# Bull graph

Bull graph
The Bull graph
Vertices 5
Edges 5
Diameter 3
Girth 3
Automorphisms 2 (Z/2Z)
Chromatic number 3
Chromatic index 3
Properties Planar
Unit distance

In the mathematical field of graph theory, the bull graph is a planar undirected graph with 5 vertices and 5 edges, in the form of a triangle with two disjoint pendant edges.[1]

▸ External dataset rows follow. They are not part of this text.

PR #1614, opened 2020-04-21
Partial multi blockchain refactor

Jannis:
This is a partial refactor of the code base to get us closer to a multi-blockchain architecture.

The following sections list what is included in this refactor and what isn't. The list is probably incomplete.

The main changes in this PR are:

* the creation of a registry of supported networks / network instances,
* the creation of a network store factory,
* moving subgraph indexing logic into the `graph-chain-ethereum` crate (which should really be called `graph-network-ethereum` now).

# Included

## Added

- A `Bytes::as_hex_string()` helper.
- Implementation of `From<Bytes>` for `store::Value`.
- `NetworkRegistry`, `NetworkInstance` and `Blockchain` traits to manage instances of different networks (with e.g. Ethereum being a network and Ethereum mainnet being a network instance and blockchain).
- A `NetworkStoreFactory` trait and implementation that can return stores for blockchains.
- A generic `BlockPointer` type and a `ToBlockPointer` trait.
- A `SubgraphManifest::network()` method.
- An implementations of the `NetworkRegistry` trait in `graph-core`.
- Implementations  of the `NetworkInstance` and `Blockchain` traits in the ethereum crate.

## Changed

- Instantiate network registry, network store factory and different Ethereum chain instances at node startup instead of creating Ethereum adapters etc.
- Moved subgraph instance management to the ethereum crate.
- Replaced events between registrar, provider and instance manager with method calls.
- Renamed `SubgraphInstanceManager` to `SubgraphIndexer`.
- Rework registrar, provider etc. to use network registry and network store factory.

## Removed

- The `--subgraph` option is gone. We can bring it back but I felt like this was a good time to kill it.
- The `SubgraphInstanceManager`, `SubgraphInstance`, `RuntimeHostBuilder`, `RuntimeHost` traits were all removed. Their concrete implementations remain (in the ethereum and WASM runtime crates).

# Not Included

- Make the store completely Ethereum-agnostic. This requires, among other things:
    - Moving from `EthereumBlockPointer` to `BlockPointer`/`ToBlockPointer`
    - Making tables such as `ethereum_blocks` more generic; potentially dropping them altogether.
    - Making metadata  fields like `latestEthereumBlockNumber` more generic.
- Making the WASM runtime completely Ethereum-agnostic. This requires, among other things:
    - Move Ethereum trigger handling from `RuntimeHost` to the ethereum crate. Possibly reduce `RuntimeHost`, `WasmiModule` etc. to just standing up a module and being able to calling handlers in it to which either `ToAscObj` values or `RuntimeValue` values can be passed.
    - Making it possible to inject custom host modules into WASM mappings.
    - Making the AssemblyScript ABI/conversion parts in the runtime crate public.
- Making the `NetworkIndexer` generic over the `Blockchain` trait, rename it to e.g. `BlockchainIndexer` and make it replace `BlockIngestor`, so that we don't even need a global `ethereum_blocks` type table anymore and instead store blockchain data in per-chain database schemas.

# TODO

- [ ] Call `abort()` on `AbortHandle` used for terminating unassigned subgraph deployments. It _seems_ to work without but we should make sure.
- [ ] Remove the now unused `SubgraphAssignmentProviderEvent`.
- [ ] Rename `graph-chain-ethereum` crate to `graph-network-ethereum`.


leoyvens:
> We can bring it back but I felt like this was a good time to kill it.

When we tried just adding a deprecation warning for it, people protested. If we want to try this again, it would be more gentle to start with a deprecation warning.

Jannis:
@leoyvens I'll bring it back, should be easy enough.

graph/src/components/networks/mod.rs
```diff
@@ -0,0 +1,76 @@
...
+use async_trait::*;
+
+use crate::prelude::{format_err, Error, SubgraphManifest};
+use futures03::future::AbortHandle;
+
+pub mod blockchains;
+use blockchains::Blockchain;
+
+#[derive(Clone, Debug, PartialEq, Eq, Hash)]
+pub struct NetworkInstanceId {
```
lutter, line 14: Could you add a comment explaining what such an id signifies? Is this something like `ethereum/mainnet` where `ethereum` is the `network` and `name` is the specific instance?

chain/ethereum/src/chain/mod.rs
```diff
@@ -0,0 +1,282 @@
...
+    let (transport_event_loop, transport) = Transport::new_rpc(descriptor.url.as_str());
+    let adapter_metrics = Arc::new(ProviderEthRpcMetrics::new(metrics_registry));
+    let adapter = Arc::new(EthereumAdapter::new(transport, adapter_metrics));
+
+    // Connect to the node and obtain the network ID and version
+    let identifier = adapter.net_identifiers(&logger).compat().await?;
+
+    // If we drop the event loop the transport will stop working.
+    // For now it's fine to just leak it.
+    std::mem::forget(transport_event_loop);
```
lutter, line 126: Would it be better to store it in the `Connection` so it gets dropped when the connection gets dropped? That way, there's no leak.

lutter (changes requested):
This PR is massive, and I can't say I've followed all that much of what it is doing. The PR puts a number of abstractions in place that will only have one implementer for the foreseeable future; how sure are we that all these abstractions will be what we need when we work on multi-blockchain? Are there changes that could be cut? I do like though how some of them componentize Ethereum-specific concepts.

leoyvens:
This is hopelessly conflicted and have a modified plan for multi-blockchain, so closing this PR.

It has chromatic number 3, chromatic index 3, radius 2, diameter 3 and girth 3. It is also a block graph, a split graph, an interval graph, a claw-free graph, a 1-vertex-connected graph and a 1-edge-connected graph.

## Bull-free graphs

A graph is bull-free if it has no bull as an induced subgraph. The triangle-free graphs are bull-free graphs, since every bull contains a triangle. The strong perfect graph theorem was proven for bull-free graphs long before its proof for general graphs,[2] and a polynomial time recognition algorithm for Bull-free perfect graphs is known.[3]

Maria Chudnovsky and Shmuel Safra have studied bull-free graphs more generally, showing that any such graph must have either a large clique or a large independent set (that is, the Erdős–Hajnal conjecture holds for the bull graph),[4] and developing a general structure theory for these graphs.[5][6][7]

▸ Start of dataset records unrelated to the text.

PR #1618, opened 2020-04-22
Pass `log_index` to mappings in place of `transaction_log_index`

leoyvens:
Geth does not support `transaction_log_index`, and subgraphs that use it only care that it identifies the log, the specific value is not important. Still this will change the output of subgraphs that use this field.


Jannis (approved):
I think this is ok. Looking at Geth's GraphQL schema for events (logs), they only have an `index` field and that's the index of the log inside the block: https://github.com/ethereum/go-ethereum/blob/master/graphql/schema.go#L59-L60.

## Chromatic and characteristic polynomial

The three graphs with a chromatic polynomial equal to ${\displaystyle (x-2)(x-1)^{3}x}$.

The chromatic polynomial of the bull graph is ${\displaystyle (x-2)(x-1)^{3}x}$. Two other graphs are chromatically equivalent to the bull graph.

Its characteristic polynomial is ${\displaystyle -x(x^{2}-x-3)(x^{2}+x-1)}$.

Its Tutte polynomial is ${\displaystyle x^{4}+x^{3}+x^{2}y}$.

## References

1. ^
2. ^ Chvátal, V.; Sbihi, N. (1987), "Bull-free Berge graphs are perfect", Graphs and Combinatorics, 3 (1): 127–139, doi:10.1007/BF01788536.
3. ^ Reed, B.; Sbihi, N. (1995), "Recognizing bull-free perfect graphs", Graphs and Combinatorics, 11 (2): 171–178, doi:10.1007/BF01929485.
4. ^ Chudnovsky, M.; Safra, S. (2008), "The Erdős–Hajnal conjecture for bull-free graphs", Journal of Combinatorial Theory, Series B, 98 (6): 1301–1310, doi:10.1016/j.jctb.2008.02.005.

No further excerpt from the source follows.